Los ciudadanos podrán aducir que no necesitan usar Bizum, ya que tienen tarjetas de crédito y que esas tarjetas, en general, no dependen de los bancos. Cierto, pero dependen en su mayor parte de tres entidades privadas norteamericanas: Visa, MasterCard y American Express, las cuales podrían, si quisieran, dejarnos inoperativos a pesar de que los emisores hayan sido bancos europeos. Bastaría una orden de un juez federal norteamericano respecto de una persona europea “non grata”, para que estas emisoras de tarjetas de crédito bloquearan las tarjetas emitidas a favor de la persona afectada, para que esta no pudiera utilizarlas en ningún establecimiento comercial.

Los expertos en medios de pago considerarían muy improbable esta hipotética situación, pero sabemos que de hecho ya ha ocurrido con alguna persona, y hemos de tener en cuenta que los politólogos consideraban hace un par de años la imposibilidad de que Estados Unidos actuara como ha actuado con sus “aliados” desde que se inició el segundo mandato de Donald Trump.

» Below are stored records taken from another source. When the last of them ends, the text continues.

PR #607, opened 2023-07-28
fix(kiali): fix code smells

aljesusg:
Close https://github.com/janus-idp/backstage-plugins/issues/585

PR #630, opened 2023-08-10
feat(kiali): show kiali information in header

aljesusg:
Require https://github.com/janus-idp/backstage-plugins/pull/607

header
panel


tumido (approved):
/lgtm
/approve

PR #631, opened 2023-08-10
fix(shared-react): fix code smells

debsmita1:
**Resolves:**
https://github.com/janus-idp/backstage-plugins/issues/595

**Solution description:**
- fixed code smells
- added common utils
- added more tests


plugins/shared-react/src/components/common/CamelCaseWrap.tsx
```diff
@@ -21,7 +21,7 @@ export const CamelCaseWrap = ({ value, dataTest }: CamelCaseWrapProps) => {
   const rendered = (
     <span data-test={dataTest}>
       {words?.map((word, i) => (
-        <React.Fragment key={i}>
+        <React.Fragment key={word}>
```
invincibleJai, line 24: will the word be unique here? as the key should be unique right

PR #632, opened 2023-08-10
fix(tekton): fix code smells

debsmita1:
**Resolves:**
https://github.com/janus-idp/backstage-plugins/issues/584


invincibleJai:
@debsmita1 sonarCloud is complaining about code duplication

debsmita1:
> @debsmita1 sonarCloud is complaining about code duplication

The `debounce.ts` file now exists in `topology` and `shared-react`. I will raise a separate PR to remove the debounce file from the topology plugin

invincibleJai (approved):
LGTM

PR #618, opened 2023-08-02
feat(nexus): add nexus repository manager plugin

schultzp2020:
image

fixes: https://github.com/janus-idp/backstage-plugins/issues/567

PR #633, opened 2023-08-10
feat(shared-react): add date and unit conversion utils

schultzp2020:
Adds the date and unit conversion utils required for https://github.com/janus-idp/backstage-plugins/pull/618.


plugins/shared-react/src/utils/pipeline/index.ts
```diff
@@ -0,0 +1,2 @@
+export * from './pipeline';
+export * from './task-run';
```
schultzp2020, line 2: I removed the `-utils` suffix as it is redundant because its under the `utils` folder.

plugins/shared-react/package.json
```diff
@@ -23,7 +23,9 @@
   },
   "dependencies": {
     "@kubernetes/client-node": "^0.18.1",
-    "classnames": "2.3.2"
+    "classnames": "2.3.2",
+    "date-fns": "^2.30.0",
+    "mathjs": "^11.9.1"
```
invincibleJai, line 28: shall we have `^` here or use fixed version?

plugins/shared-react/src/utils/date/format-date.ts
```diff
@@ -0,0 +1,9 @@
+import { format } from 'date-fns';
+
+export function formatDate(date: string | undefined) {
```
invincibleJai, line 3: nit: good to be consistent and use arrow functions and have unit test for it

do we need to have date type as `string | undefined` or have it as just `string`? as the caller should pass a value and for runtime, if it's not there then we should do an early return as you are doing?

plugins/shared-react/src/utils/pipeline/index.ts
invincibleJai: now probably we can do this change but once it's published then it may break plugins(topology / tetkon) that are consuming it, once they update `shared-react` package

cc @debsmita1 / @divyanshiGupta ^^

invincibleJai: FYI @debsmita1 / @divyanshiGupta

plugins/shared-react/src/utils/date/format-date.ts
schultzp2020: > nit: good to be consistent and use arrow functions and have unit test for it

https://github.com/janus-idp/backstage-plugins/pull/618#discussion_r1290698458
Ill add a unit test.

> do we need to have date type as string | undefined or have it as just string? as the caller should pass a value and for runtime, if it's not there then we should do an early return as you are doing?

I did it this way for simplicity because one of the values in the nexus plugin is `string | undefined`

plugins/shared-react/package.json
schultzp2020: Only the dev dependencies need to be fixed. e.g. `3scale-backend` [`package.json`](https://github.com/janus-idp/backstage-plugins/blob/main/plugins/3scale-backend/package.json)

invincibleJai (approved):
LGTM

PR #637, opened 2023-08-14
fix(shared-react): export hooks

debsmita1:
part of PR https://github.com/janus-idp/backstage-plugins/pull/631/files


debsmita1:
The code duplication in the hooks folder will be handled in PR https://github.com/janus-idp/backstage-plugins/pull/632

invincibleJai (approved):
LGTM

PR #641, opened 2023-08-14
chore(segment): remove deprecated plugin to reduce code smells

### LINKED ISSUE #590: Reduce code smells in Segment plugin
Part of: #583

Investigate code smells in the Tekton plugin and fix them via a PR or explained why they should be dismissed as irrelevant.

See this plugin folder and respective code smells column here:
https://sonarcloud.io/code?id=janus-idp_backstage-plugins&selected=janus-idp_backstage-plugins%3Aplugins

Zaperex:
### What issue does this PR resolve?
Fixes #590


tumido (changes requested):
I don't think we should remove the plugin without a replacement. The Segment plugin still relies on Backstage core APIs and should remain registered as a plugin.

Zaperex:
Ok I guess we can just ignore this code smell then.

Issue #617, opened 2023-08-02
Chore(JFrog Artifactory): remove `<component-name>.defaultProps`


schultzp2020:
## Work

Replace `<component-name>.defaultProps` with [default parameters](https://developer.mozilla.org/en-US/docs/Web/JavaScript/Reference/Functions/Default_parameters) because `defaultProps` has been [deprecated](https://github.com/jsx-eslint/eslint-plugin-react/issues/2396).

anilabhabaral:
Please assign @schultzp2020

PR #649, opened 2023-08-17
chore(JFrog Artifactory): remove <component-name>.defaultProps

anilabhabaral:
Resolves: [#617](https://github.com/janus-idp/backstage-plugins/issues/617)

### DIFF
--- a/plugins/jfrog-artifactory/src/components/JfrogArtifactoryRepository/JfrogArtifactoryRepository.tsx
+++ b/plugins/jfrog-artifactory/src/components/JfrogArtifactoryRepository/JfrogArtifactoryRepository.tsx
@@ -22,15 +22,15 @@ const useLocalStyles = makeStyles({
   },
 });
 
-export function JfrogArtifactoryRepository(props: RepositoryProps) {
+export function JfrogArtifactoryRepository({ image }: RepositoryProps) {
   const jfrogArtifactoryClient = useApi(jfrogArtifactoryApiRef);
   const classes = useStyles();
   const localClasses = useLocalStyles();
   const [edges, setEdges] = useState<Edge[]>([]);
-  const title = `Jfrog Artifactory repository: ${props.image}`;
+  const titleprop = `Jfrog Artifactory repository: ${image}`;
 
   const { loading } = useAsync(async () => {
-    const tagsResponse = await jfrogArtifactoryClient.getTags(props.image);
+    const tagsResponse = await jfrogArtifactoryClient.getTags(image);
 
     setEdges(tagsResponse.data.versions.edges);
 
@@ -65,7 +65,7 @@ export function JfrogArtifactoryRepository(props: RepositoryProps) {
   return (
     <div style={{ border: '1px solid #ddd' }}>
       <Table
-        title={title}
+        title={titleprop}
         options={{ paging: true, padding: 'dense' }}
         data={data}
         columns={columns}
@@ -80,11 +80,6 @@ export function JfrogArtifactoryRepository(props: RepositoryProps) {
   );
 }
 
-JfrogArtifactoryRepository.defaultProps = {
-  title: 'Docker Images',
-};
 interface RepositoryProps {
-  widget: boolean;
   image: string;
-  title: string;
 }
--- a/plugins/jfrog-artifactory/src/components/JfrogArtifactoryDashboardPage/JfrogArtifactoryDashboardPage.tsx
+++ b/plugins/jfrog-artifactory/src/components/JfrogArtifactoryDashboardPage/JfrogArtifactoryDashboardPage.tsx
@@ -9,5 +9,5 @@ export const JfrogArtifactoryDashboardPage = () => {
   const { entity } = useEntity();
   const { imageName } = useJfrogArtifactoryAppData({ entity });
 
-  return <JfrogArtifactoryRepository image={imageName} widget={false} />;
+  return <JfrogArtifactoryRepository image={imageName} />;
 };


invincibleJai:
Jobs are failing, can see it here https://github.com/janus-idp/backstage-plugins/actions/runs/5899055632/job/16097159967?pr=649

anilabhabaral:
@invincibleJai I will check and make the changes accordingly.

plugins/jfrog-artifactory/src/components/JfrogArtifactoryRepository/JfrogArtifactoryRepository.tsx
```diff
@@ -80,11 +82,8 @@ export function JfrogArtifactoryRepository(props: RepositoryProps) {
...
 
-JfrogArtifactoryRepository.defaultProps = {
-  title: 'Docker Images',
-};
 interface RepositoryProps {
-  widget: boolean;
-  image: string;
-  title: string;
+  widget?: boolean;
+  image?: string;
```
invincibleJai, line 87: Will this is optional?

plugins/jfrog-artifactory/src/components/JfrogArtifactoryRepository/JfrogArtifactoryRepository.tsx
```diff
@@ -22,15 +22,17 @@ const useLocalStyles = makeStyles({
...
+) {
   const jfrogArtifactoryClient = useApi(jfrogArtifactoryApiRef);
   const classes = useStyles();
   const localClasses = useLocalStyles();
   const [edges, setEdges] = useState<Edge[]>([]);
   const title = `Jfrog Artifactory repository: ${props.image}`;
 
   const { loading } = useAsync(async () => {
-    const tagsResponse = await jfrogArtifactoryClient.getTags(props.image);
+    const tagsResponse = await jfrogArtifactoryClient.getTags(props.image!);
```
invincibleJai, line 35: this may not be needed.

plugins/jfrog-artifactory/src/components/JfrogArtifactoryRepository/JfrogArtifactoryRepository.tsx
```diff
@@ -22,15 +22,17 @@ const useLocalStyles = makeStyles({
   },
 });
 
-export function JfrogArtifactoryRepository(props: RepositoryProps) {
+export function JfrogArtifactoryRepository(
+  props: RepositoryProps = { title: 'Docker Images' },
+) {
```
invincibleJai, line 27: how about below?

```suggestion
export function JfrogArtifactoryRepository(
 {widget , image, title = 'Docker images'}: RepositoryProps,
) {
```

invincibleJai:
@anilabhabaral Thanks, am not sure if you tested the plugin with changes good to test it too.

plugins/jfrog-artifactory/src/components/JfrogArtifactoryRepository/JfrogArtifactoryRepository.tsx
anilabhabaral: This looks better but if i made the following changes then i also need to change the below marked line:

Depender de terceros siempre tiene un riesgo y no puede ser obviado.

Por ello, y con buen criterio, el BCE ha tomado la determinación de crear un medio de pago digital europeo que no dependa de nadie más que del propio BCE. La iniciativa es costosa y las previsiones de que estuviera operativo para 2026 se han retrasado hasta 2029. Aun así, es importante para los europeos que profundicemos en un producto público que no dependerá ni del oligopolio bancario ni del oligopolio norteamericano de emisores de tarjetas. Es una mera cuestión de independencia financiera.

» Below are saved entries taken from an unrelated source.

PR #653, opened 2023-08-21
fix(aap): fixes codesmells for aap plugin

invincibleJai:
Fixes: https://github.com/janus-idp/backstage-plugins/issues/589


tumido (approved):
/lgtm
/approve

Tener una wallet con euros digitales supondrá una liberación para muchos ciudadanos, pero genera otros inconvenientes. Uno de ellos es la opacidad fiscal, ya que alguien tiene que controlar ese dinero de cara a Hacienda. Como es bien sabido, el fisco obliga a las entidades financieras a facilitarles información sobre las transacciones y posiciones de sus clientes cuando lo considera necesario. ¿Podrá Hacienda hacer lo mismo con las wallets de euros digitales? ¿A quién se lo pedirá? Hacienda es una entidad vaga; siempre utiliza a otras entidades con amenazas coercitivas para que le hagan el trabajo, cuando no a los propios contribuyentes para que hagan sus declaraciones de renta, patrimonio o sociedades de forma digital y que así las puedan verificar sus ordenadores.

Obviamente, las paganas van a ser las entidades financieras, que tendrán que adaptar sus sistemas operativos, cajeros automáticos y demás para integrar estos medios de pago, y de paso, asumir el soporte y la atención al cliente e informar a Hacienda de las transacciones que se consideren sospechosas de infringir la Ley de Blanqueo de Capitales. A ello habría que sumar que uno de los objetivos del BCE es utilizar el euro digital para abaratar los pagos que hacen los comercios a los bancos por el uso de tarjetas y datáfonos. No es de extrañar que las entidades financieras estén más mosqueadas que un pavo en Nochebuena.

El otro aspecto importante en la implementación del euro digital sería la seguridad en los pagos. Si los usuarios llevan su wallet en el móvil, los amigos de lo ajeno lo tendrán más fácil. Ya no tendrán que esperar que sus víctimas vayan a sacar dinero a un cajero y que les graben con las cámaras que hay en las calles; simplemente se acercarán a ellas, las amedrentarán y les pedirán su móvil y las claves. Todo mucho más sencillo. Este será uno de los temas con los que los expertos del BCE tendrán que lidiar en los próximos años.

Pero lo verdaderamente importante es que los ciudadanos dejen de considerar al euro digital como una criptomoneda más. No tiene nada que ver. Se trata de un medio de pago garantizado por el BCE y que, previsiblemente, se integrará dentro de los servicios que prestarán las entidades financieras en cada uno de los países de la Eurozona. Una buena iniciativa que creemos que no gustará ni al oligopolio bancario ni al oligopolio de emisores de tarjetas. Otra cosa es lo que nos costará adaptarnos a él, sobre todo los que peinamos canas, pero la vida es evolución y aprendizaje, y si no, no merecería la pena vivirla. Demos la bienvenida al euro digital.